Chad Morris finds himself in the same position many big-name coaches have, basically finishing a demolition started by somebody else so he can start rebuilding.
That rebuilding started this week, by the way.
At a season review press conference Monday he compared it to growing bamboo where it takes awhile to see what’s going on before you have growth.
To me it’s more like taking over a development project others kept trying to patch for 10 years and realizing you’ve got to tear it down and build from scratch.
Morris has been here before. SMU started 2-10 in 2015 after the previous coach had effectively ran the program into the ground before leaving.
“When you go through years like this, you understand the outside doesn’t see the growth going on within the program,” he said, noting his SMU experience is helping now.
Other coaches have taken the rebuild path. Lou Holtz went 0-11 at South Carolina his first year there. Bear Bryant was 1-9 his first year at Texas A&M (and ran off over 100 players in the process, which you could do in 1954).
Tom Landry was 0-11-1 his first year in Dallas, then 3-10-1, advancing to 5-8-1 in 1962 when most of the town wanted him fired. Owner Clint Murchison responded with a stunning 10-year guaranteed contract.
The start I’ve seen parallels with is the 1989 Dallas Cowboys. Jerry Jones had bought the team and Jimmy Johnson coached it to 1-15. It was hard to find anybody in Dallas then that wanted them to still be around in 1990.
In the fourth year the Cowboys won the first of three Super Bowls in a four-year period.

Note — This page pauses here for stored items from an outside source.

PR #1, opened 2023-11-10
.github: enable ARM builds

ondrejbudai:


teg (approved):
Thank you!

mvo5 (approved):
This looks very nice! Given that it already has two +1s, can we just merge it :) ? Or is something missing?

achilleas-k:
We have RHTAP builds now so I think it's not needed?
Or do we want it as a secondary for some reason?

lmilbaum:
I've just configured RHTAP pipeline to push the image to quay.io/centos-bootc namespace.
In case you find it valuable, the following GHA workflow push a multi-arch image - https://github.com/CentOS/centos-bootc-infra/blob/main/.github/workflows/build-and-push-image.yml

teg:
This takes 2h to build, should we drop it in favour of RHTAP?

PR #5, opened 2023-11-13
WIP: Merge osbuildbootc into here, use osbuild/images PR

cgwalters:
- Take the code from https://github.com/achilleas-k/images/tree/bifrost-image/cmd/osbuild-deploy-container
  and merge it into this repository, using the code from https://github.com/osbuild/images/pull/243
  as a `replace`
- Also merge in osbuildbootc

OK this was all pretty straightforward until I hit:

```
$ make
(cd cmd && go build -mod vendor -o ../bin/osbuildbootc)
(top=$(pwd); cd cmd/osbuild-deploy-container && go build -mod vendor -o ${top}/bin/osbuild-deploy-container)
package github.com/cgwalters/osbuildbootc/cmd/osbuild-deploy-container
        image.go:7:2: use of internal package github.com/osbuild/images/internal/common not allowed
package github.com/cgwalters/osbuildbootc/cmd/osbuild-deploy-container
        main.go:12:2: use of internal package github.com/osbuild/images/internal/dnfjson not allowed
package github.com/cgwalters/osbuildbootc/cmd/osbuild-deploy-container
        image.go:8:2: use of internal package github.com/osbuild/images/internal/users not allowed
package github.com/cgwalters/osbuildbootc/cmd/osbuild-deploy-container
        image.go:9:2: use of internal package github.com/osbuild/images/internal/workload not allowed
make: *** [Makefile:20: bin] Error 1
```

So I think we're going to need to figure that stuff out right?


achilleas-k:
> package github.com/cgwalters/osbuildbootc/cmd/osbuild-deploy-container
>         image.go:7:2: use of internal package github.com/osbuild/images/internal/common not allowed
> package github.com/cgwalters/osbuildbootc/cmd/osbuild-deploy-container
>         main.go:12:2: use of internal package github.com/osbuild/images/internal/dnfjson not allowed
> package github.com/cgwalters/osbuildbootc/cmd/osbuild-deploy-container
>         image.go:8:2: use of internal package github.com/osbuild/images/internal/users not allowed
> package github.com/cgwalters/osbuildbootc/cmd/osbuild-deploy-container
>         image.go:9:2: use of internal package github.com/osbuild/images/internal/workload not allowed

- `dnfjson` should be public and we're going to move it into `pkg` as part of [this PR](https://github.com/osbuild/images/pull/246) so it can also be used by osbuild-composer.
- The things from `common` are trivial: one is just a `ToPtr()` function for making pointers from literals and the other is basically the equivalent of `uname -m` for getting the machine architecture.
- `workload` should also be public.  It's meant for configuring workload-specific customizations and would be useful to have in general (but maybe not for this.  It's not really doing anything in this code (it's empty), I just needed a workload, any workload, to make the pipelines happy.
- `users` I'll have to think about.  We can drop it for now if we don't care about creating users while creating the image and think about it.  I think it will end up being part of the public API though.

ondrejbudai:
Do we still need this PR? The Go code is already here. I'm not sure about the VM-related code - it adds more user-facing surface and complexity. Do we actually have any users who need this?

What happened at Arkansas is not out of the realm of normal in these situations, but the lunatic fringe of the fan base isn’t hearing any of that. Add a few internet sociopaths, fans of other teams, trolling the Hog fans to stir things up and, well, there’s a lot of noise.
Morris and his staff is ignoring it. They are too politically correct to say it, but they don’t care what your opinion is of how they’re doing it.

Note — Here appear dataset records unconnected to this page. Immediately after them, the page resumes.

PR #8, opened 2023-11-23
Make the container work on an SELinux-enforcing systems

### LINKED ISSUE #6: `setfiles: Could not set context` on SELinux-enforcing systems
Tried with `quay.io/centos-boot/fedora-tier-1:eln` and `quay.io/centos-boot/centos-tier-1:stream9`.

```
sudo podman run --rm -it --privileged -v $(pwd)/images:/output ghcr.io/osbuild/osbuild-deploy-container -imageref quay.io/centos-boot/centos-tier-1:stream9
[...]
org.osbuild.selinux: c73ddc1b46d5d88c144b1b185cf2559477ea8bcb72f87365ce5fbc02d4625ef3 {
  "file_contexts": "etc/selinux/targeted/contexts/files/file_contexts",
  "labels": {
    "/usr/bin/cp": "system_u:object_r:install_exec_t:s0"
  }
}
/usr/lib/tmpfiles.d/journal-nocow.conf:26: Failed to resolve specifier: uninitialized /etc/ detected, skipping.
All rules containing unresolvable specifiers will be skipped.
setfiles: Could not set context for /run/osbuild/tree/usr/lib/systemd/system-generators/systemd-fstab-generator:  Invalid argument
setfiles: Could not set context for /run/osbuild/tree/usr/lib/systemd/system-generators/systemd-rc-local-generator:  Invalid argument
setfiles: Could not set context for /run/osbuild/tree/usr/lib/systemd/system-generators/systemd-sysv-generator:  Invalid argument
  File "/run/osbuild/bin/org.osbuild.selinux", line 75, in <module>
    r = main(args["tree"], args["options"])
        ^^^^^^^^^^^^^^^^^^^^^^^^^^^^^^^^^^^
  File "/run/osbuild/bin/org.osbuild.selinux", line 62, in main
    subprocess.run(["setfiles", "-F", "-r", f"{tree}", f"{file_contexts}", f"{tree}"], check=True)
subprocess.CalledProcessError: Command '['setfiles', '-F', '-r', '/run/osbuild/tree', '/run/osbuild/tree/etc/selinux/targeted/contexts/files/file_contexts', '/run/osbuild/tree']' returned non-zero exit status 255.

⏱  Duration: 4s

Failed
running osbuild failed: exit status 1
```

ondrejbudai:
When building an image, we need to make sure that the target system is
correctly labeled. This becomes challenging if the target system contains
labels that are unknown to the host because the process setting the label
needs to have CAP_MAC_ADMIN if the host is SELinux-enforcing.

CAP_MAC_ADMIN isn't a common capability on a SELinux-enforcing system.
Even unconfined_t doesn't have it (same for spc_t - label used by
--privileged containers). Thus, we need to ensure that we transition to
a domain that actually has it.

This commit relabels osbuild as install_t, a domain that has CAP_MAP_ADMIN.
A bit of mount-dancing is needed in order to achieve that, see prepare.sh.

I decided to make prepare.sh a separate script. This is useful for debugging:

host # podman run -it \
  --privileged \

“We didn’t finish, we didn’t finish,” Morris lamented Monday. “I think the loss against Ole Miss took the wind out of our sales.”
That one, coming on the heels of collapses against Colorado State and North Texas, made it yet another game the Hogs should have won … but didn’t. It’s also something he really isn’t comfortable with, either.
“I don’t want to admit that,” he said. “I think it took some wind out.”
But, still, the team didn’t quit at that point. They beat Tulsa and put up 31 points in a loss to Vanderbilt.
“Our guys continued to fight,” he said.
Ask LSU. The Tigers had players falling down to keep from scoring and giving the ball back to the Hogs in the final five minutes of the game where they clung to a 24-17 lead.
“You come out here and you’ve got the No. 7-ranked team in the country on the ropes with five and a half minutes to play,” Morris said.
After that the Hogs went through the motions. Morris threw a fit after a loss to Mississippi State, then just wanted to get out of the finale against Missouri without losing any key people.
There will be new faces on the roster, but probably not on the coaching staff. The staff hit the road recruiting after the Missouri game and Thursday night were expected to be in front of former Clemson quarterback Kelly Bryant for the final pitch to the highly-touted graduate transfer.
And some old faces leaving for a wide variety of reasons.
“We expect somewhere getting upwards of 29 new faces in here,” Morris said. “We’ve had some that have chosen to move on, and we want to wish them the best. If we can help them in any way, we’ll be more than happy to.”
Stability with the coaching staff was assured earlier this week when defensive coordinator John Chavis exercised his option for two more years and that was a key move for Morris.
“We’ve got to continue to have more improvement,” Morris said. “Continuity is so much a part of success. They understand defensively what we’re doing and what we’re trying to do.
“We didn’t get to everything we wanted to do this year defensively, and that’s understandable. We didn’t progress at the rate we wanted to.”
It wasn’t at the rate anybody else wanted, either, but it’s the way these things work.
And could be the foundation for bigger things.